*** Opening INFORMATION SHOWN ***

PR #669, opened 2023-12-06
docs(list): add documentation to the List widget

Valentin271:
Adds documentation to the `List` widget and all its sub components like `ListState` and `ListItem`

Relates to #386

# Screenshots

<details><summary>List</summary>
<p>

image

</p>
</details>

<details><summary>ListItem</summary>
<p>

image

</p>
</details> 

<details><summary>ListState</summary>
<p>

image

</p>
</details>

### DIFF
--- a/src/widgets/list.rs
+++ b/src/widgets/list.rs
@@ -1,3 +1,4 @@
+#![warn(missing_docs)]
 use unicode_width::UnicodeWidthStr;
 
 use crate::{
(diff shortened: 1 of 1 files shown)


src/widgets/list.rs
```diff
@@ -159,23 +515,76 @@ impl<'a> List<'a> {
...
         self.start_corner = corner;
         self
     }
 
+    /// Returns the number of [`ListItem`]s in the list
     pub fn len(&self) -> usize {
         self.items.len()
     }
 
+    /// Tells if the `List` is empty
```
orhun, line 587: We can use maybe something more explicit such as "Returns "true" if the list is empty" - it also aligns with the Rust stdlib docs

Valentin271: Good idea, I literally copied the `Vec` documentation

joshka (approved):

PR #673, opened 2023-12-07
refactor(List): `start_corner` is now `direction`

### LINKED ISSUE #671: Clarify `List::start_corner`

Valentin271:
The previous name `start_corner` did not communicate clearly what the function was doing. The method was renamed to `direction` and a new enum `ListDirection` was added.

Fixes #671 

Same as #672, I feel like this should be for 0.26.

### DIFF
--- a/BREAKING-CHANGES.md
+++ b/BREAKING-CHANGES.md
@@ -11,6 +11,7 @@ github with a [breaking change] label.
 This is a quick summary of the sections below:
 
 - Unreleased (0.24.1)
+  - `List::start_corner` is renamed to `List::direction`
   - `List::new()` now accepts `IntoIterator<Item = Into<ListItem<'a>>>`
   - `Table::new()` now requires specifying the widths
   - `Table::widths()` now accepts `IntoIterator<Item = AsRef<Constraint>>`
@@ -41,6 +42,29 @@ This is a quick summary of the sections below:
 
 ## Unreleased (v0.24.1)
 
+### `List::start_corner` is renamed to `List::direction` ([#673])
+
+[#673]: https://github.com/ratatui-org/ratatui/pull/673
+
+Previously `List::start_corner` didn't communicate the intent of the method. It also used an
+inadequate `Corner` enum. The method is now renamed `direction` and a new enum
+`ListDirection` has been added.
+
+```diff
+- List::new(/* items */).start_corner(Corner::TopLeft);
+- List::new(/* items */).start_corner(Corner::TopRight);
+// This is not an error, BottomRight rendered top to bottom previously
+- List::new(/* items */).start_corner(Corner::BottomRight);
+// all becomes
++ List::new(/* items */).direction(ListDirection::TopToBottom);
+```
+
+```diff
+- List::new(/* items */).start_corner(Corner::BottomLeft);
+// becomes
++ List::new(/* items */).direction(ListDirection::BottomToTop);
+```
+
 ### `List::new()` now accepts `IntoIterator<Item = Into<ListItem<'a>>>` ([#672])
 
 [#672]: https://github.com/ratatui-org/ratatui/pull/672
@@ -50,10 +74,10 @@ error for `IntoIterator`s with an indeterminate item (e.g. empty vecs).
 
 E.g.
 
-```rust
-let list = List::new(vec![]);
+```diff
+- let list = List::new(vec![]);
 // becomes
-let list = List::default();
++ let list = List::default();
 ```
 
 ### The default `Tabs::highlight_style` is now `Style::new().reversed()` ([#635])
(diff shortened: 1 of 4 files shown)


src/widgets/list.rs
```diff
@@ -384,6 +385,20 @@ pub struct List<'a> {
     highlight_spacing: HighlightSpacing,
 }
 
+/// Defines the direction in which the list will be rendered.
+///
+/// If there is too few items to fill the screen, the list will stick to the starting edge.
```
a-kenji, line 390:
```suggestion
/// If there are too few items to fill the screen, the list will stick to the starting edge.
```

Valentin271: Thanks!

BREAKING-CHANGES.md
```diff
@@ -40,6 +41,29 @@ This is a quick summary of the sections below:
...
+List::new(/* items */).start_corner(Corner::BottomRight);
+// all becomes
+List::new(/* items */).direction(ListDirection::TopToBottom);
+```
+
+```rust
+List::new(/* items */).start_corner(Corner::BottomLeft);
+// becomes
+List::new(/* items */).direction(ListDirection::BottomToTop);
+```
```
orhun, line 65: Just an idea, we can probably use a diff here like below to highlight the changes:

```diff
- List::new(/* items */).start_corner(Corner::BottomLeft);
+ List::new(/* items */).direction(ListDirection::BottomToTop);
```

What do you think?

Valentin271: That's a good idea, I'll add it when that makes sense

joshka (changes requested):
To make this more of a user friendly change, instead of renaming the existing setter method and enum, keep both and mark them deprecated with a note on the replacement. Make the implementation of the old code call translate the corner to direction. This allows consuming libraries to be notified of changes as a warning in their build process rather than breaking immediately.

Valentin271:
Rebased on #672

Valentin271:
Right I completely forgot about the depreciation warning. I added back `start_corner` and its tests with the warning.

I'm wondering if this is still a breaking change then?

orhun:
> I'm wondering if this is still a breaking change then?

If we keep the old behavior as deprecated, I don't think so.

BREAKING-CHANGES.md
joshka, line 1: Perhaps stash this file change and include it in the second part of the PR when we remove start_corner.

Alternatively, perhaps it might be better to keep it and add a line at the beginning that the file will also deprecations as well as breaking changes. What do you think?

src/widgets/list.rs
```diff
@@ -458,7 +473,7 @@ impl<'a> List<'a> {
             block: None,
             style: Style::default(),
             items: items.into_iter().map(|i| i.into()).collect(),
-            start_corner: Corner::TopLeft,
+            direction: ListDirection::default(),
             highlight_style: Style::default(),
             highlight_symbol: None,
             repeat_highlight_symbol: false,
```
joshka, line 479: This can probably be simplified to:
```
Self {
  items: items.into_iter().map(|i| i.into()).collect(),
  .. Self::default()
}
```

joshka (changes requested):
2 Small things. A small simplification to new() and another about how we want to communicate breaking changes.

Otherwise this is great.

BREAKING-CHANGES.md
Valentin271: I think we should inform users of changes and help them migrate as soon as possible.

So either keep the file and mix breaking and deprecation (which would duplicate a lot in the end). Or maybe just document how to migrate in the commit message?

We could also have a separate DEPRECATION file (essentially its content would be copied over to BREAKING CHANGE when the API is removed).

I'd like to here @ratatui-org/core's opinion on this.

joshka: That's reasonable. :)

orhun: Maintaining 3 separate files for changes (changelog, deprecation, breaking changes) is too much in my opinion. We can simply mention the deprecation notice in the commit body and it will appear in the changelog. Considering that we are already using `deprecated` annotations, that should be enough for users to do a gradual switch to the new API.

joshka: I should have been more specific about what i agreed with there.
I agree with @orhun here, no need for an extra file for deprecation.
My point was deprecation is not a breaking change, it's an intent to make a breaking change in the future. It's no biggy though

PR #677, opened 2023-12-09
fix(Rect): Fixed underflow in the `Rect.intersection` method

bugnano:
The `Rect.intersection` method contained the simple `-` operator, which panics on underflow.
This is strange, as all the other methods in `Rect` use `saturating_add` and `saturating_sub`.
So I changed the `-` operation to a `saturating_sub`, so that `Rect.intersection` never panics.

### DIFF
--- a/src/layout/rect.rs
+++ b/src/layout/rect.rs
@@ -155,8 +155,8 @@ impl Rect {
         Rect {
             x: x1,
             y: y1,
-            width: x2 - x1,
-            height: y2 - y1,
+            width: x2.saturating_sub(x1),
+            height: y2.saturating_sub(y1),
         }
     }
 


Valentin271 (changes requested):
Looks like a sane change. Could you add a test validating your changes.

Also your commits need to be signed (see [CONTRIBUTING.md](https://github.com/ratatui-org/ratatui/blob/main/CONTRIBUTING.md#sign-your-commits) for help)

bugnano:
OK, so I'm not doing all the GPG signing stuff just for this simple commit.
Can somebody with commit rights to this repo make a change similar to mine, and close this PR as fixed in a different commit, please?

Valentin271:
Done in #678, thanks for reporting that!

*** Closing INFORMATION SHOWN ***

■ **EXERCISE INSTRUCTIONS**
Check each line above for the string "ListDirection" and copy the ones that have it.

■ **TASK RESPONSE**
The previous name `start_corner` did not communicate clearly what the function was doing. The method was renamed to `direction` and a new enum `ListDirection` was added.
+`ListDirection` has been added.
++ List::new(/* items */).direction(ListDirection::TopToBottom);
++ List::new(/* items */).direction(ListDirection::BottomToTop);
+List::new(/* items */).direction(ListDirection::TopToBottom);
+List::new(/* items */).direction(ListDirection::BottomToTop);
+ List::new(/* items */).direction(ListDirection::BottomToTop);
+            direction: ListDirection::default(),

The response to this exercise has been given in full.